Rough ride in store for Ryder Cup teams


GLENEAGLES, United Kingdom: European and US Ryder Cup players got acquainted with the PGA Centenary Course at Gleneagles on Tuesday with both sides saying they were surprised how thick the rough was.

At 7,243 yards, the Jack Nicklaus-designed layout is long, but seen as relatively generous off the tee, favouring the long-hitters on both sides.

Paul McGinley, as European captain, had the advantage of choosing how the course should be prepared and, whilst favouring European-style setups, he said he also tried to be even-handed.

“I’ve aligned it very much with the European Tour setup that we play on the European Tour,” he said.

“In general we have narrower fairways in Europe than you do on the (US) PGA Tour. In general, we have a little bit more rough on the European Tour than you do on the PGA Tour.

“And in general, your greens are quicker and faster than we have on the European Tour. So our European Tour setup is very similar to what we have here.

“I think to be honest, the rough is a little thicker than ideal, but it is what it is. That wasn’t a calculated decision.

“But it’s still extremely good and it’s not something we are disappointed with. It’s very much in line with the European Tour setup. I haven’t gone out of my way to trick things up.”

US veteran Jim Furyk, who will play in his ninth straight Ryder Cup, agreed with McGinley that the thick rough could be a factor.

“I kind of like the golf course to be honest with you. I feel like it’s relatively straightforward. It’s in front of you,” he said.

“I’m a little surprised by the setup though. I didn’t expect to see eight-inch rough in spots out there, and it is overly thick and overly long in spots.

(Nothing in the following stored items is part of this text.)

PR #540, opened 2023-12-18
config: bump RequestTimeout to 60s by default

dcbw:
In very large clusters or with large scale tests (100,000 plus pods) requests can take more than 15 seconds to list all objects. Bump the timeout to accommodate lots of objects.


rsevilla87:
Thanks for the PR @dcbw , mind you update the docs as well?

dcbw:
@rsevilla87 done!

rsevilla87 (approved):
lgtm

PR #557, opened 2024-01-03
option to create an object only once in multi-iteration jobs

mukrishn:
## Type of change

- [ ] Refactor
- [ ] New feature
- [ ] Bug fix
- [x] Optimization
- [ ] Documentation Update

## Description

In certain cases on creating cluster wide resources like clusterroles, operator spec CRDs, network spec, they would not have to run for every iteration although it is idempotent, this additional option let us attempt just once during the  iteration within a job. 
We have many of such scenarios with ICNI implementaion like serviceaccount, SRIOV specs, ICNI CRDs are required to run only once within a job.

example object, when jobIteration is > 1
```
      - objectTemplate: serviceaccount.yml
        replicas: 1
        runOnce: true

      - objectTemplate: pod.yml
        replicas: 1
```

- Related Issue #
- Closes #

### DIFF
--- a/pkg/burner/create.go
+++ b/pkg/burner/create.go
@@ -152,7 +152,7 @@ func (ex *Executor) RunCreateJob(iterationStart, iterationEnd int, waitListNames
 			if obj.RunOnce {
 				if i == 0 {
 					// this executes only once during the first iteration of an object
-					log.Infof("RunOnce set to %s, so creating object once", obj.ObjectTemplate)
+					log.Debugf("RunOnce set to %s, so creating object once", obj.ObjectTemplate)
 					ex.replicaHandler(labels, obj, ns, i, &wg)
 				}
 			} else {
--- a/pkg/burner/create.go
+++ b/pkg/burner/create.go
@@ -149,7 +149,15 @@ func (ex *Executor) RunCreateJob(iterationStart, iterationEnd int, waitListNames
 				"kube-burner-runid": ex.runid,
 			}
 			ex.objects[objectIndex].labelSelector = labels
-			ex.replicaHandler(labels, obj, ns, i, &wg)
+			if obj.RunOnce {
+				if i == 0 {
+					// this executes only once during the first iteration of an object
+					log.Infof("RunOnce set to %s, so creating object once", obj.ObjectTemplate)
+					ex.replicaHandler(labels, obj, ns, i, &wg)
+				}
+			} else {
+				ex.replicaHandler(labels, obj, ns, i, &wg)
+			}
 		}
 		if !ex.WaitWhenFinished && ex.PodWait {
 			if !ex.NamespacedIterations || !namespacesWaited[ns] {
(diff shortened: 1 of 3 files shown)


venkataanil (approved):
Agree, needed feature.

pkg/burner/create.go
```diff
@@ -149,7 +149,15 @@ func (ex *Executor) RunCreateJob(iterationStart, iterationEnd int, waitListNames
 				"kube-burner-runid": ex.runid,
 			}
 			ex.objects[objectIndex].labelSelector = labels
-			ex.replicaHandler(labels, obj, ns, i, &wg)
+			if obj.RunOnce {
+				if i == 0 {
```
rsevilla87, line 153:
```suggestion
			if obj.RunOnce && i == 0 {
				if i == 0 {
```

pkg/config/types.go
```diff
@@ -92,6 +92,8 @@ type Object struct {
 	Wait bool `yaml:"wait" json:"wait"`
 	// WaitOptions define custom behaviors when waiting for objects creation
 	WaitOptions WaitOptions `yaml:"waitOptions" json:"waitOptions,omitempty"`
+	// Run Once to create the object only once incase of multiple iterative jobs
+	RunOnce bool `yaml:"runonce" json:"runonce,omitempty"`
```
rsevilla87, line 96: Can you add this param to the docs?

pkg/burner/create.go
```diff
@@ -149,7 +149,15 @@ func (ex *Executor) RunCreateJob(iterationStart, iterationEnd int, waitListNames
...
+					// this executes only once during the first iteration of an object
+					log.Infof("RunOnce set to %s, so creating object once", obj.ObjectTemplate)
```
rsevilla87, line 155: I'd remove this log message, is very verbose, it prints the entire template

rsevilla87:
I normally recommend to use a different job with just one iteration to create this kind of objects, but this feature can be useful for other scenarios as well

pkg/burner/create.go
mukrishn: I had this first but it didn't work as expected, it goes in to `if` condition during first iteration and goes to `else` for all other iteration irrespective of `RunOnce`

pkg/burner/create.go
mukrishn: @rsevilla87 I can make it to debug, but this prints just this only once per object, 
```
time="2024-01-03 17:53:46" level=info msg="Creating pods.yml object only once" file="create.go:155"
```
I changed the message later but was using the same variable `obj.ObjectTemplate`

pkg/config/types.go
rsevilla87, line 96: Just one last nit, can you rename this new param to `runOnce` in order to follow camelcase semanthics as the other params?, thanks!

rsevilla87 (approved):
lgtm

“You’re not going to see a lot of recovery shots here when guys get in that hay. It’s going to be very fortunate if you can get the ball on the green from 160, 170 or 180 yards. You’re going to have to get an extremely fortunate lie.”

Both captains, meanwhile, gave strong indications of who might play with whom in Friday’s opening fourballs and foursomes in how they sent out their men for the first official practice.

The signs were there that Northern Irish pair Rory McIlroy and Graeme McDowell may not play together as they went out in different groupings.

McDowell then said that the dynamic that had linked the two in previous Ryder Cups and Seve Trophies may have gone forever due to McIlroy’s elevation to superstar status.

He also expressed a clear desire to be handed the job of minder to Ryder Cup rookie Victor Dubuisson.

At 24, the Frenchman is the youngest player in the European team and has a reputation for being a bit of a loner and hard to handle.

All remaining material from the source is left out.